What is needed
Looking through the data below, work out how many lines have the word "feature". Reply with that number only.

Records for the exercise

※

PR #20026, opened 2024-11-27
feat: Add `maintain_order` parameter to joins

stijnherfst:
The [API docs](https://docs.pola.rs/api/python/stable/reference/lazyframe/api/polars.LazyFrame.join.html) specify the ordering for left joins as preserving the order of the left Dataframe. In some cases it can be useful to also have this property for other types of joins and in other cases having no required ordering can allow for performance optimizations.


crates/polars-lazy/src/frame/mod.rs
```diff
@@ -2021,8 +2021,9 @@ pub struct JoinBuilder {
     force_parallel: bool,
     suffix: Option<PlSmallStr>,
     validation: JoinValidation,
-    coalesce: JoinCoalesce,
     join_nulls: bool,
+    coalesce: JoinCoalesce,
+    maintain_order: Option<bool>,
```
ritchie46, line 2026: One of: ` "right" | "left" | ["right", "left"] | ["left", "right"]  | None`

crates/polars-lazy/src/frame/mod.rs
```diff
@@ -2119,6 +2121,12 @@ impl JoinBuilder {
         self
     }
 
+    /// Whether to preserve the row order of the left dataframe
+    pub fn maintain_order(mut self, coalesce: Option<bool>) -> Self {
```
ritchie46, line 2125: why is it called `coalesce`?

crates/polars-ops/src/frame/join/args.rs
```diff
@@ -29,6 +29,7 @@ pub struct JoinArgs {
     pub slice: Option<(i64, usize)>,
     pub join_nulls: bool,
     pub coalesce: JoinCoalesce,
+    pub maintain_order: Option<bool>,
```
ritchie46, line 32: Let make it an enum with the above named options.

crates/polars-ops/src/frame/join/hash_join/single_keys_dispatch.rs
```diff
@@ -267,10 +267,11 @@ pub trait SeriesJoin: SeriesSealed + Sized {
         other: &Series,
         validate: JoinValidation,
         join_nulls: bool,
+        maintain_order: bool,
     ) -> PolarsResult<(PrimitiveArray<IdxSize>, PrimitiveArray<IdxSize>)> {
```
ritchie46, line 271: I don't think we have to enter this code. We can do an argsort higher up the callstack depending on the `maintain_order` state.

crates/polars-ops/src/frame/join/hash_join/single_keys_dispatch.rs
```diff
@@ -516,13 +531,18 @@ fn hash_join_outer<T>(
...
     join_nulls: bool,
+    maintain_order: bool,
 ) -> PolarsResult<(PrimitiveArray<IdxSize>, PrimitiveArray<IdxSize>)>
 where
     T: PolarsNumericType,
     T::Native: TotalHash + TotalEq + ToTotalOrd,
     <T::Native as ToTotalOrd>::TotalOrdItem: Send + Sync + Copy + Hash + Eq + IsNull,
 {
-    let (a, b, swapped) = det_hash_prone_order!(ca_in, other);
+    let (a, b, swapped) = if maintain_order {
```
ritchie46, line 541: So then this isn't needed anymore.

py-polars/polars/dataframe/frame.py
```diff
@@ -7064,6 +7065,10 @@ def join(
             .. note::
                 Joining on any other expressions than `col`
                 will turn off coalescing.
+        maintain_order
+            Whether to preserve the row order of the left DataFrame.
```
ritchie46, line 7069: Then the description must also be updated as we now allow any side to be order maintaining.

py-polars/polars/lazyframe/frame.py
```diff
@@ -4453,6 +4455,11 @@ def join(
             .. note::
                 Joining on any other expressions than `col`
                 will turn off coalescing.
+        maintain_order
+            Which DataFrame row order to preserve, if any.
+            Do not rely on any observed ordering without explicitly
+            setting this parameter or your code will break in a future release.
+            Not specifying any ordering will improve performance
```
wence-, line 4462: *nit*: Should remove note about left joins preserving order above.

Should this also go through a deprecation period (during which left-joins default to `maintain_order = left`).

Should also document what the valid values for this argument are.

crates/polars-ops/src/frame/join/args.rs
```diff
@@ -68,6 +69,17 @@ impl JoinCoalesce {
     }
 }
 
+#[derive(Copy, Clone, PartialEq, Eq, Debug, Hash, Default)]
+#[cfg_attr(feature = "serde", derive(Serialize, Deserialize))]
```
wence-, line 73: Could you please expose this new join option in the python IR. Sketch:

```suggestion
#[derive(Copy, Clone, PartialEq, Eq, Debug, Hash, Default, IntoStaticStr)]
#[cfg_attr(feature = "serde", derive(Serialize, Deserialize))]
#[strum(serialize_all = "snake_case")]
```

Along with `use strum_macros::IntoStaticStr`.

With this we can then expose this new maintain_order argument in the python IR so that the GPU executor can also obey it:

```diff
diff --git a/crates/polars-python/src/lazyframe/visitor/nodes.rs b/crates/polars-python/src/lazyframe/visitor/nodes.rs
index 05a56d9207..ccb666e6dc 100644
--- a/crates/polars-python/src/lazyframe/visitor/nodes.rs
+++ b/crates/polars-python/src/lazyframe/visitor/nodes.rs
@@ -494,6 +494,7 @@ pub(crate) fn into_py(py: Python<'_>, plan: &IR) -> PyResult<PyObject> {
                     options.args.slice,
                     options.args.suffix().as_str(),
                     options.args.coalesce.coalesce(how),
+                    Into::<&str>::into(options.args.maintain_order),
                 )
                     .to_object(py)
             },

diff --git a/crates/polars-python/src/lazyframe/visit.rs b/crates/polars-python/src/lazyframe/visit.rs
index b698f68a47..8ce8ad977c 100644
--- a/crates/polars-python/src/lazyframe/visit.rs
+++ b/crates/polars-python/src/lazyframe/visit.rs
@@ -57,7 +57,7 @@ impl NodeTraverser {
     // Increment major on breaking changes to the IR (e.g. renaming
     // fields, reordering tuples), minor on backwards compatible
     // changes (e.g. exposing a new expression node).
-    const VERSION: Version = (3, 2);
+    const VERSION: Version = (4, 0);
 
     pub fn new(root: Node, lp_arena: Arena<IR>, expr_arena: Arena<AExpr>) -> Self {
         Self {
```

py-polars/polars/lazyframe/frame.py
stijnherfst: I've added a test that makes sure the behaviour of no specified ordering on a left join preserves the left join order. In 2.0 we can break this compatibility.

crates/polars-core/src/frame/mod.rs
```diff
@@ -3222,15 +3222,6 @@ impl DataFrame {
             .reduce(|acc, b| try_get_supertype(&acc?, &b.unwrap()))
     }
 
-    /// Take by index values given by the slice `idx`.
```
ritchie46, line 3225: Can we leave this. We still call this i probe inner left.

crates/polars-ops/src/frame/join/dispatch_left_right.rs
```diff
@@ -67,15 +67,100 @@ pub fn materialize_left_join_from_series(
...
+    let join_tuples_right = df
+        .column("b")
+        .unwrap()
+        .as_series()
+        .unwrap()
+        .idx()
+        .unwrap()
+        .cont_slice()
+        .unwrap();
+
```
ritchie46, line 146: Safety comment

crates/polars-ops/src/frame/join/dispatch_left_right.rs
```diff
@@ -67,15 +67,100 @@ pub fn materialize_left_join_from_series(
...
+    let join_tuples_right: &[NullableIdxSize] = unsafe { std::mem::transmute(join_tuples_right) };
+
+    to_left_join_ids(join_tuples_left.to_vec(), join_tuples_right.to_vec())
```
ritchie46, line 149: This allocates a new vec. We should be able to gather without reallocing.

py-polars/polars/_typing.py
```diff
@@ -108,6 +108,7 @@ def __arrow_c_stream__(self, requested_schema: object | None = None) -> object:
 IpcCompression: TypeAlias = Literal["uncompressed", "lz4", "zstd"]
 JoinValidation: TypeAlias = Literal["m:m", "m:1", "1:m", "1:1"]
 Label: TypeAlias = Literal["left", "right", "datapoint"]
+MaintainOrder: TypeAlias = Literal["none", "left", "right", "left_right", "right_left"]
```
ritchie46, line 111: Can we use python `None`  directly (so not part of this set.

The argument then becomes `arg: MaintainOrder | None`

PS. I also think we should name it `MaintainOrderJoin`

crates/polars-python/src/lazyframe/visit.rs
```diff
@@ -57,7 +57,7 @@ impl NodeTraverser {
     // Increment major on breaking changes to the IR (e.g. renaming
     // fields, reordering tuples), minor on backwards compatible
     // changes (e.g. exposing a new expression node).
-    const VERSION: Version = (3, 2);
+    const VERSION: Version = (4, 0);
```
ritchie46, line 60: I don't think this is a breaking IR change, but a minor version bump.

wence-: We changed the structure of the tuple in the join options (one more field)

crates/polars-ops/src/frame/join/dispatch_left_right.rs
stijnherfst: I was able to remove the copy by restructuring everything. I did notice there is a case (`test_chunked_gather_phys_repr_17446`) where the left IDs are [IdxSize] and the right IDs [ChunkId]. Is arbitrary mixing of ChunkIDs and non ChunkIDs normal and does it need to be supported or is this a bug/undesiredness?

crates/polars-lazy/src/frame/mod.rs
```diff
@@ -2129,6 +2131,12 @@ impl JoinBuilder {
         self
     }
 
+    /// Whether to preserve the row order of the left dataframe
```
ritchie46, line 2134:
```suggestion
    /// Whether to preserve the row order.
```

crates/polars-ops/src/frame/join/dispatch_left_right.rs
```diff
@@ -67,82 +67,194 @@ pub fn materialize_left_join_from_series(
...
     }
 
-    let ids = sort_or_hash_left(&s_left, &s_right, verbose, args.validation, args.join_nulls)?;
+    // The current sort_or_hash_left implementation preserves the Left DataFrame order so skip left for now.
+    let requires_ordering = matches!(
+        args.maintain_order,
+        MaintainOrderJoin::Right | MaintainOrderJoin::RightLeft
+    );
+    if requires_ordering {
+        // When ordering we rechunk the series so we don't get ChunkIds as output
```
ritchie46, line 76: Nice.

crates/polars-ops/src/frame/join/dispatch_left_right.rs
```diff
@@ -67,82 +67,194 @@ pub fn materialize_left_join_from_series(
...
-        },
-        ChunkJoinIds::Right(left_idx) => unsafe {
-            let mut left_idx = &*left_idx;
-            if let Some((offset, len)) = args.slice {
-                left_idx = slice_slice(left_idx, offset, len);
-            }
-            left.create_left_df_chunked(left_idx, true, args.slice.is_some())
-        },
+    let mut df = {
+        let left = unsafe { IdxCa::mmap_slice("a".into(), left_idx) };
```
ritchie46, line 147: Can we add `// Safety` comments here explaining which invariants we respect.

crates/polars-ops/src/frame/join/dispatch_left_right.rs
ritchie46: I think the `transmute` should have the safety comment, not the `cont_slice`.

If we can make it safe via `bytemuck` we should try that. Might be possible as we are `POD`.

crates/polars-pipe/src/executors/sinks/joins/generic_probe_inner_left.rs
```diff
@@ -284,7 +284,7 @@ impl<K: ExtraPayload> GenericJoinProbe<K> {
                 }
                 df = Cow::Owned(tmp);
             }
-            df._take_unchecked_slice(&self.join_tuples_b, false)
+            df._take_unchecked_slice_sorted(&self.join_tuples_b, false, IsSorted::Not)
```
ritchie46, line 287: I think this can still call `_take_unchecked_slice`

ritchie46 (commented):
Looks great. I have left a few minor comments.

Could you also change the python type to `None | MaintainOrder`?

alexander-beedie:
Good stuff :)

※

Output below
2